Voltage dependence of L-arginine transport by hCAT-2A and hCAT-2B expressed in oocytes from Xenopus laevis

Membrane potential and currents were investigated with the two-electrode voltage-clamp technique in Xenopus laevis oocytes expressing hCAT-2A or hCAT-2B, the splice variants of the human cationic amino acid transporter hCAT-2. Both hCAT-2A- and hCAT-2B-expressing oocytes exhibited a negative extracellular L-arginine concentration ([L-Arg](o))-sensitive membrane potential, additive to the K+ diffusion potential, when cells were incubated in Leibovitz medium (containing 1.45 mM L-Arg and 0.25 mM L-lysine).

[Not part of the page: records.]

PR #71, opened 2023-02-20
Implement huge virtual memory pages, and fix some minor issues

tkchia:
* Fix disassembly of `set`_cc_ instructions &mdash; e.g. `0f 90 c1` should be `seto %cl`
* Reset entire TLB on each `%cr3` or `%cr4` load
  * Intel manual (V3A §2.5) suggests that TLB is flushed on at least _some_ loads into `%cr3` or `%cr4`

The two carrier proteins produced inward and outward currents, which were dependent on the L-Arg gradient and membrane potential. Ion substitution experiments showed that the hCAT-induced currents were independent of external Na+, K+, Ca2+, or Mg2+. The apparent Michaelis-Menten constant values at -60 mV, obtained from plots of L-Arg-induced currents against [L-Arg](o), were 0.97 and 0.13 mM in oocytes expressing hCAT-2A and hCAT-2B, respectively; maximal currents amounted to -194 +/- 8 and -84 +/- 2 nA, respectively. At saturating [L-Arg](o), the current-voltage relationships of hCAT-2A-expressing oocytes became steeper, yielding an additional conductance up to 2 mu S/oocyte, whereas those of hCAT-2B-expressing oocytes were simply shifted to the right, resulting in voltage-independent difference currents. The distinct electrochemical properties of the two isoforms of hCAT-2 are assumed to contribute differentially to the membrane transport and the maintenance of cationic amino acids in various tissues.